As usual, I recommend Hennessy's article in the September 89 UNIX Review;
it also contians some references to other articles with good studies of
super-scalar issues.
-- 
-john mashey	DISCLAIMER: <generic disclaimer, I speak for me only, etc>
UUCP: 	{ames,decwrl,prls,pyramid}!mips!mash  OR  mash@mips.com
DDD:  	408-991-0253 or 408-720-1700, x253
USPS: 	MIPS Computer Systems, 930 E. Arques, Sunnyvale, CA 94086

mash@mips.COM (John Mashey) (02/24/90)

In article <AGLEW.90Feb22110902@oberon.csg.uiuc.edu> aglew@oberon.csg.uiuc.edu (Andy Glew) writes:
>I-caches get better hit rates than D-caches, but you quickly reach a
>point of diminishing returns - your I-cache hit rate is so good than
>improving it doesn't make too much difference to your performance.
>Moreover, if your memory system cycles comparable to your processor,
>but just has a large latency, then you can suck instructions out of
>memory, except for branches.

Note, also, that it also depends on the kind of programs you're
emphasizing.  Systems that run lots of users, executing the kernel a lot,
or running big DBMs, have different characteristics than ones
aimed more at technical number crunch, especially of the
linear algebra type.
-- 
-john mashey	DISCLAIMER: <generic disclaimer, I speak for me only, etc>
UUCP: 	{ames,decwrl,prls,pyramid}!mips!mash  OR  mash@mips.com
DDD:  	408-991-0253 or 408-720-1700, x253
USPS: 	MIPS Computer Systems, 930 E. Arques, Sunnyvale, CA 94086

mitch@oakhill.UUCP (Mitch Alsup) (02/27/90)

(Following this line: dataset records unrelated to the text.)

PR #7641, opened 2019-09-24
[Android] Fix ApkPath to be able to run UI tests on Windows

adrianknight89:
This is to supplement #7579. This fixes ApkPath so that we can run Android UI tests on Windows. 

@rmarinho Can you let me know if this breaks the pipelines? Perhaps local and build work differently, and we need to code for that.


rmarinho:
Seems it's workign fien on CI, @PureWeen  does this helps you?

adrianknight89:
Great.

rmarinho:
@PureWeen we might want this on 4.3.30 because with have Xamarin UItest 3.0 there too ?

PureWeen:
These changes break the UI Tests locally on OSX

I created a different PR for this over here
https://github.com/xamarin/Xamarin.Forms/pull/7657

That targets 4.3.0

PR #7431, opened 2019-09-06
Dispose of HttpResponseMessage after stream is used

PureWeen:
### Description of Change ###

It appears that a race condition with how fast the stream is returned from HttpResponse leads to an image from a stream sometimes being loaded and then sometimes not

The Dispose on HttpContent class will only dispose of the returned stream if the status on the task returned from *ReadAsStreamAsync* is *RantoCompletion*

https://github.com/dotnet/corefx/blob/d3911035f2ba3eb5c44310342cc1d654e42aa316/src/System.Net.Http/src/System/Net/Http/HttpContent.cs#L540

So I think in some cases the stream will run to completion before the dispose is called and in other cases it won't

The call to ReadAsStreamAsync returns an invoked task. It doesn't start reading once awaited

I tried moving the await after the dispose explicitly

```C#
using (var client = new HttpClient())
                using (HttpResponseMessage response = await client.GetAsync(uri, cancellationToken))
                {
                    if (!response.IsSuccessStatusCode)
                    {
                        Internals.Log.Warning("HTTP Request", $"Could not retrieve {uri}, status code {response.StatusCode}");
                        return null;
                    }
                    returnValue = response.Content.ReadAsStreamAsync();
                }

                return await returnValue;
```

to see if that would keep it around but it doesn't

We could just not dispose of *HttpResponseMessage* and in theory it would be fine because the GC will eventually dispose of it but since it might be holding on to a large byte array I'd rather it get disposed of quickly. Which is why the solution is a bit more than just not disposing of *HttpResponseMessage*

I also opted out of using the Disposed event on StreamWrapper because I don't want to create a closure 

### Issues Resolved ### 
- fixes #7248 

### Platforms Affected ### 
- Android

### Testing Procedure ###
- UI tests have a few scenarios that use URLs though it seems like it's hit or miss if those catch this one
- the original issue has a few scenarios you can test as well

### PR Checklist ###

- [x] Has automated tests 
- [ ] Rebased on top of the target branch at time of PR
- [x] Changes adhere to coding standard

PR #7702, opened 2019-09-26
Wait for test to load before scrolling images

### LINKED ISSUE #6773: [Bug] Issue2354 failing occasionally and the Presidents aren't loading
### Description

Issue2354 - Needs to add a WaitForElement call at the top so that it knows when the test has loaded and it needs to wait for one of the images to have actually loaded

iOS - Images are only loading when you click on the cell
Android - Images aren't loading at all

### Steps to Reproduce
1. Run Issue2354

### Expected Behavior
All the presidents should load

### Actual Behavior
iOS - they only load when you click on the cell
Android - they don't load

### Basic Information

- Version with issue: 4.0
- Last known good version: Not sure. I know this test used to work. I tested 3.5 and it's still not working there either

- Platform Target Frameworks: 
  - iOS:  
  - Android:

PureWeen:
### Description of Change ###
This was most likely fixed by this issue
https://github.com/xamarin/Xamarin.Forms/pull/7431

So I just cleaned up the UI test here a bit to be more deterministic 

### Issues Resolved ### 
- fixes #6773

### Platforms Affected ### 
- Android

### Testing Procedure ###
- Android UI tests pass
- run Issue2354 and make sure the Presidents load

### PR Checklist ###

### DIFF
--- a/Xamarin.Forms.Controls.Issues/Xamarin.Forms.Controls.Issues.Shared/Issue2354.cs
+++ b/Xamarin.Forms.Controls.Issues/Xamarin.Forms.Controls.Issues.Shared/Issue2354.cs
@@ -45,6 +45,7 @@ namespace Xamarin.Forms.Controls.Issues
 			};
 		}
 
+		[Preserve(AllMembers = true)]
 		public class President
 		{
 			public President (string name, int position, string image)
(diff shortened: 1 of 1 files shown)


rmarinho:
since the test is not just Android (no conditional) we should always run iOS and Android so we make sure it doesn't break the test, actually this was good as it found a issue with iOS loading the image on the ViewCell, and @PureWeen already logged this: https://github.com/xamarin/Xamarin.Forms/issues/6773

PR #7707, opened 2019-09-26
JavaSDK build path fix for 16.3 CI servers

PureWeen:
### Description of Change ###
Fix for running Android builds on CI Server


knocte:
@PureWeen: according to this (https://github.com/jonathanpeppers/glidex/commit/88a87fdc62407fa5675e1455f2eb63c180d6c459) it's the other way around. I mean, if you were using 16.3 already, you wouldn't need this hack. So your CI must be still using 16.2.

PureWeen:
I commented incorrectly build servers are still on 16.2 we'll be on 16.3 in the next couple of weeks

PR #7737, opened 2019-09-29
[Android/iOS] Expose CollectionView scroll listener

adrianknight89:
### Description of Change ###

There is no way currently to listen to scroll changes in a custom renderer. This PR allows us to override setting a scroll listener so that we can add more complex logic to it if needed.

### PR Checklist ###


adrianknight89:
@samhouts Can you add the iOS label as well?

PR #7753, opened 2019-09-30
.create-nuget.sh and .create-stubs.sh files

g0rdan:
### Description of Change ###

Long story short, I wanted to debug XF and see a behavior in one specific place but, unfortunately, I didn't see clear instructions how I can do that. I saw files .create-nuget.bat and .create-stubs.bat that allow to assemble nuget packages that I can use in 'raw' debugging purposes. These files are a .bat files but I don't have any Windows machine. So, I've decided to make a replicas of those files but for bash (macOS). I've tried it on "ios" and "droid" profiles and it seems working.

### Issues Resolved ### 

No issues are resolved

### API Changes ###

 None

### Platforms Affected ### 

None

None

Not applicable

### Testing Procedure ###

In order to test the result of scripts you could input `sh .create-nuget.sh ios` in Terminal and wait for Xamarin.Forms.9.9.X.nupkg file in root folder of the project. After that you may create a new XF project in vs4mac and replace exsisting XF packages in Core and iOS projects on your own.

### PR Checklist ###

### DIFF
--- a/.create-nuget.sh
+++ b/.create-nuget.sh
@@ -7,7 +7,7 @@
 
 CONSOLE_PREFIX="-- SCRIPT MESSAGE:"
 CONFIG=Debug
-NUGET_EXE=caketools/nuget.exe
+NUGET_EXE=nuget.exe
 
 # Download NuGet if it does not exist.
 if [ ! -f "$NUGET_EXE" ]; then
--- a/.create-nuget.sh
+++ b/.create-nuget.sh
@@ -1,0 +1,115 @@
+ #!/bin/bash 
+
+# This is not our official nuget build script.
+# This is used as a quick and dirty way create nuget packages used to test user issue reproductions.
+# This is updated as XF developers use it to test reproductions. As such, it may not always work.
+# This is not ideal, but it's better than nothing, and it usually works fine.
+
+CONSOLE_PREFIX="-- SCRIPT MESSAGE:"
+CONFIG=Debug
+NUGET_EXE=caketools/nuget.exe
+
+# Check if Homebrew is installed
+if [[ $(command -v brew) == "" ]]; then
+    echo "${CONSOLE_PREFIX} Installing Homebrew"
+    /usr/bin/ruby -e "$(curl -fsSL https://raw.githubusercontent.com/Homebrew/install/master/install)"
+else
+    echo "${CONSOLE_PREFIX} Updating Homebrew"
+    brew update
+fi
+
+# Check if Wine is installed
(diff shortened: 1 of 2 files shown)


.create-nuget.sh
```diff
@@ -0,0 +1,115 @@
...
+    wine $NUGET_EXE restore .xamarin.forms.nuget.sln
+    msbuild /v:m /p:platform="any cpu" /p:WarningLevel=0 .xamarin.forms.nuget.sln
+    ;;
+esac
+
+DEBUG_VERSION=0
+wine $NUGET_EXE pack .nuspec/Xamarin.Forms.nuspec -properties configuration=$CONFIG\;platform=anycpu -Version 9.9.$DEBUG_VERSION
+if [ ! -n $CREATE_MAP_NUGET ]; then
+  # Requires building x86, x64, AMD
+  wine $NUGET_EXE pack .nuspec/Xamarin.Forms.Maps.nuspec -properties configuration=$CONFIG\;platform=anycpu -Version 9.9.$DEBUG_VERSION
```
PureWeen: Does this need wine to work?  Nuget is installed as part of the mono framework and should be able to pack the nuspecs

Plus we should be able to just use 
*msbuild /t:restore" instead of *wine nuget_exe*

g0rdan: You're right. I don't know what I was thinking about.
Question. Can I use msbuild for nuget packaging? I see in docs that it is possible. For example `msbuild -t:pack <path to .csproj file> -p:NuspecFile=<path to nuspec file> -p:NuspecProperties=<> -p:NuspecBasePath=<Base path>` but I cannot pick up right parameters.

PureWeen: You might need to import this
> you must import NuGet.Build.Tasks.Pack.targets 

https://docs.microsoft.com/en-us/nuget/reference/msbuild-targets#packing-using-a-nuspec

But might not work until those projects support sdk style or are converted to using SDK.Extras

samhouts:
@g0rdan Are you able to address the comment in https://github.com/xamarin/Xamarin.Forms/pull/7753#pullrequestreview-351303782? Thanks!

g0rdan:
@samhouts Done. Although, as @kingces95 has mentioned, the script needs to be constantly updated and maybe it's not a great idea to put it here. All the development goes on Windows anyway, I believe.

PureWeen:
@g0rdan I think this is a very useful script

What you've done gives us a baseline for getting this all working off windows (which will be really helpful for people) and then we'll just update it as we need to

rmarinho:
We are trying to use cake now for this. 

Thanks

PR #6798, opened 2019-07-06
Fix for Switch on Android losing shadow

andreinitescu:
### Description of Change ###

After #6312 Switch lost shadow on Android, see Shane's comment

fixes #5415

### API Changes ###

 
 None

### Platforms Affected ### 

- Android

### After Screenshots ### 

image

### PR Checklist ###

- [ ] Has automated tests 
- [x] Rebased on top of the target branch at time of PR
- [x] Changes adhere to coding standard

PR #7777, opened 2019-10-02
[Android] Fix Switch Thumb wrong color

### LINKED ISSUE #7249: [Bug] Android Switch Slider wrong color?
### Description

After updating from 4.1.0 (first service release) to 4.2.0, the switch on Android has a strange behavior. If I switch them, the circle stays white which was not the case before and is not the case when I reload the page, see: https://i.imgur.com/sWVbdWX.png - All Orange Switches where on IsToggles while the page has loaded, the white ones just got toggled after the page loads. 

This bug is only happening for the Switch itself. It does not occur with SwitchCell controls. 

### Steps to Reproduce

1. Update to 4.2.0

### Expected Behavior

The Switch should not have different color. If this was an intended behvior change it should be equal accross all switches. 

### Actual Behavior

Different if the switch was loaded with a true value for IsToggled or if it was set after the page loads.

### Basic Information

- Version with issue:
- Last known good version: 4.1.0 (first service release)
- IDE:
- Platform Target Frameworks: 
  - Android: Latest stable
- Nuget Packages:
- Affected Devices:

jsuarezruiz:
### Description of Change ###

Fix **Switch Thumb wrong color on Android**. We introduce an option to change the ThumbColor here https://github.com/xamarin/Xamarin.Forms/pull/6798
We save in a variable the color of the Thumb https://github.com/xamarin/Xamarin.Forms/blob/master/Xamarin.Forms.Platform.Android/Renderers/SwitchRenderer.cs#L87 and use it if ThumbColor is not set https://github.com/xamarin/Xamarin.Forms/blob/master/Xamarin.Forms.Platform.Android/Renderers/SwitchRenderer.cs#L141
The problem is that the default Thumb color is different if the switch is Checked or not (white or pink respectively). Applied changes to set the color of the ThumbColor only when it is not Color.Default. 

### Issues Resolved ### 

- fixes #7249

### API Changes ###
 
 None

### Platforms Affected ### 

- Android

None

#### Before
7249-before

#### After
7249-after

### PR Checklist ###

### DIFF
--- a/Xamarin.Forms.ControlGallery.Android/Issue7249SwitchRenderer.cs
+++ b/Xamarin.Forms.ControlGallery.Android/Issue7249SwitchRenderer.cs
@@ -1,0 +1,66 @@
+﻿using Android.Content;
+using Android.Graphics;
+using Android.OS;
+using Xamarin.Forms.Platform.Android;
+using Xamarin.Forms.Controls.Issues;
+using static Android.Widget.CompoundButton;
+
+namespace Xamarin.Forms.ControlGallery.Android
+{
+	public class Issue7249SwitchRenderer : SwitchRenderer
+	{
+		Issue7249Switch _view;
+
+		public Issue7249SwitchRenderer(Context context) : base(context)
+		{
+
+		}
+
+		protected override void OnElementChanged(ElementChangedEventArgs<Switch> e)
+		{
+			base.OnElementChanged(e);
+
+			if (e.OldElement != null || e.NewElement == null)
+				return;
+
+			_view = (Issue7249Switch)Element;
+
+			if (Build.VERSION.SdkInt >= BuildVersionCodes.JellyBean)
+			{
+				if (Control != null)
+				{
+					if (Control.Checked)
+					{
+						Control.TrackDrawable.SetColorFilter(_view.SwitchOnColor.ToAndroid(), PorterDuff.Mode.SrcAtop);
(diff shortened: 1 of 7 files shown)


samhouts:
@jsuarezruiz What happens if you have a custom switch renderer that sets the color? Can you add a test case for that to make sure we won't break those? Thanks!

Xamarin.Forms.ControlGallery.Android/Issue7249SwitchRenderer.cs
```diff
@@ -0,0 +1,66 @@
...
+using Android.OS;
+using Xamarin.Forms.Platform.Android;
+using Xamarin.Forms.Controls.Issues;
+using static Android.Widget.CompoundButton;
+
+namespace Xamarin.Forms.ControlGallery.Android
+{
+	public class Issue7249SwitchRenderer : SwitchRenderer
+	{
+		private Issue7249Switch _view;
```
samhouts:
```suggestion
		Issue7249Switch _view;
```

samhouts:
@jsuarezruiz Can you rebase and fix the build? Thanks!

samhouts:
@jsuarezruiz Sorry to ask again, but can you retarget to 4.4.0? Thanks!!

jsuarezruiz:
Retarget to 4.4.0.

Issue #7758, opened 2019-10-01
[iOS] EmptyView is not rendered in screen center 


adrianknight89:
### Description

`EmptyView` is not centered in the middle of the screen when `CollectionView` has upper and lower siblings in its parent. Possibly related to #7251.

### Steps to Reproduce

1. Run the repro
2. Observe that the center of empty view content is not aligned with the red guide line
3. Comment out the black grids
4. Observe that `EmptyView` is centered properly

### Basic Information

- Version with issue: 4.4.0.1201-nightly
- Last known good version: N/A
- IDE: VS2019
- Platform Target Frameworks: 
  - iOS: 12 
- Affected Devices: Tested on XS

### Reproduction Link

[App144.zip](https://github.com/xamarin/Xamarin.Forms/files/3674630/App144.zip)

adrianknight89:
I briefly looked at this. I don't think there is anything wrong with EmptyView. The issue, at first glance, seems to be with CollectionView as it is measured to be the full screen size. Once the fix is provided, we can use the repro here as a test.

jsuarezruiz:
Tested and verified the issue.

rmarinho:
I don't see the issue in the latest versions. Please reopen if this still a issue.

![Simulator Screen Shot - iPhone 8 Plus - 2020-02-21 at 17 22 22](https://user-images.githubusercontent.com/1235097/75056359-c4cd3380-54ce-11ea-9f28-3a95a66d9432.png)
![Simulator Screen Shot - iPhone 11 - 2020-02-21 at 17 17 39](https://user-images.githubusercontent.com/1235097/75056362-c696f700-54ce-11ea-9b30-5753cb01eefc.png)

PR #7794, opened 2019-10-03
[iOS] Fixed CollectionView EmptyView incorrect bounds issue

### LINKED ISSUE #7251: [Bug] iOS - CollectionView EmptyView has incorrect bounds, height, width
### Description

I have a PopupPage (Rg.Plugins.Popup) that is acting as a multiple selection dialog, and am using a CollectionView to display the items for multiple selection. One particular use case in the app I'm working on requires selection from about 300 items. On Android, these items render instantly, however on iOS (with the update to 4.2 to get rid of the empty item on bounce) it is taking many seconds to render. I've added an empty view to display a loading indicator while waiting for those items to render, however, the empty view isn't respecting the fact that it's in a dialog with margins, and instead behaves as though it thinks the CollectionView is taking up the entire screen. The activity indicator is set up with Horizontal and VerticalOptions set to Center. It is not centered in the CollectionView, though. Instead it is offset on the X coordinate by approximately the Dialog's margin, and on the Y coordinate by the Dialog's margin plus the height of the header row. When the items are loaded, the CollectionView looks fine, only the EmptyView is having trouble here.

### Expected Behavior

CollectionView's EmptyView should be constrained to the bounds of the CollectionView.

### Actual Behavior

CollectionView's EmptyView behaves as though it is taking up the full screen regardless of the CollectionView's dimensions.

### Basic Information

- Version with issue:
- Last known good version:
- IDE:
- Platform Target Frameworks: 
  - iOS:  
  - Android:  
  - UWP:   
- Nuget Packages:
- Affected Devices:

### Screenshots

IMG_0007 1

jsuarezruiz:
### Description of Change ###

Fixed CollectionView **EmptyView** incorrect bounds issue.
_NOTE: This fix also affects to CarouselView._

### Issues Resolved ### 

- fixes #7251 and #7758

### API Changes ###

 None

### Platforms Affected ### 

- iOS

None

#### Before
7758-before

#### After
7758-after

Captura de pantalla 2019-10-04 a las 17 28 09

### Testing Procedure ###
Launch Core Gallery and open the Issue 7758. If the red line is between Item 3 and 4, the test passes.

### PR Checklist ###

### DIFF
--- a/Xamarin.Forms.Platform.iOS/CollectionView/ItemsViewController.cs
+++ b/Xamarin.Forms.Platform.iOS/CollectionView/ItemsViewController.cs
@@ -141,9 +141,10 @@ namespace Xamarin.Forms.Platform.iOS
 			{
 				ItemsViewLayout.ConstrainTo(CollectionView.Bounds.Size);
 				_initialConstraintsSet = true;
+				UpdateEmptyView();
 			}
 		}
-
+  
 		protected virtual UICollectionViewDelegator CreateDelegator()
 		{
 			return new UICollectionViewDelegator(ItemsViewLayout, this);
@@ -370,7 +371,7 @@ namespace Xamarin.Forms.Platform.iOS
 
 					// Now that the native empty view's frame is sized to the UICollectionView, we need to handle
 					// the Forms layout for its content
-					_emptyViewFormsElement.Layout(CollectionView.Frame.ToRectangle());
+					_emptyViewFormsElement.Layout(_emptyUIView.Frame.ToRectangle());
 				}
 			}
 			else
--- a/Xamarin.Forms.Platform.iOS/CollectionView/ItemsViewController.cs
+++ b/Xamarin.Forms.Platform.iOS/CollectionView/ItemsViewController.cs
@@ -370,7 +370,7 @@ namespace Xamarin.Forms.Platform.iOS
 
 					// Now that the native empty view's frame is sized to the UICollectionView, we need to handle
 					// the Forms layout for its content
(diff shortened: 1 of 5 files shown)


Xamarin.Forms.Platform.iOS/CollectionView/ItemsViewController.cs
```diff
@@ -370,7 +370,7 @@ void UpdateEmptyViewVisibility(bool isEmpty)
 
 					// Now that the native empty view's frame is sized to the UICollectionView, we need to handle
```
adrianknight89: Should this comment change? In theory, if the native empty view's frame is sized to the UICollectionView, then `_emptyUIView.Frame.ToRectangle()` should work. Looks like `_emptyUIView` still needs to be sized correctly?

jsuarezruiz: Mnn, good point. The problem is that when we initialize EmptyView, the Bounds have not yet been adjusted and occupies the entire screen size. I have applied changes and we do the initialization of EmptyView in `ViewWillLayoutSubviews`. When the UICollectionView bounds change, just adjust the size of the EmptyView subview.

jsuarezruiz:
Oops, we have two PRs now for the same.
The problem is that EmptyView does not take the correct size. In this PR it is fixed initializing EmptyView in `ViewWillLayoutSubviews` and in PR 7811 is using `ViewDidLoad` method. 
Both seems correct. ViewDidLoad will be executed before ViewWillLayoutSubviews. So, to avoid having two PRs for the same, I am going close this PR.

# Donning flame retardent suit

In article <36426@mips.mips.COM> mash@mips.COM (John Mashey) writes:
>Note, just in case anyone is misled by the following, there is no
>announced product from MIPS called an R4000....

Aye, Captain !

>As far as I know, no one from MIPS, who knows, has ever publicly said
>that it would be super-scalar (or that it wouldn't). .....
>............................... and that anybody who wants to be competitive
>in the current round of chips needs to do one of these, ...

Does this imply what it appears to imply?

>............ I said, for instance, that we'd
>burned huge numbers of cycles simulating the effects of being able to
 ^^^^^^^^^^^^^^^^^^^
Presumably all of these CPU cycles are limited in performance by the
capability of the machines to process Double Precision Floating Point
Numbers?  :-)

>do various pairs of instructions simultaneously, and comparing results,
            ^^^^^ only pairs????? c.f. IBM 6000
>and that we'd been thinking about "supersonic" pipelines for years.
                                   ^^^^^^^^^^^^
Do you require afterburners to achieve the "supersonic" transition? ;-)
Or, have you kept the Reynolds Number low?

# Removing flame retardent suit
>-john mashey	DISCLAIMER: <generic disclaimer, I speak for me only, etc>

Mitch Alsup     M88000 Design Group
Mike  Shebanow  M88000 Design Group
DISCLAIMER:     <We speak for ourselves only>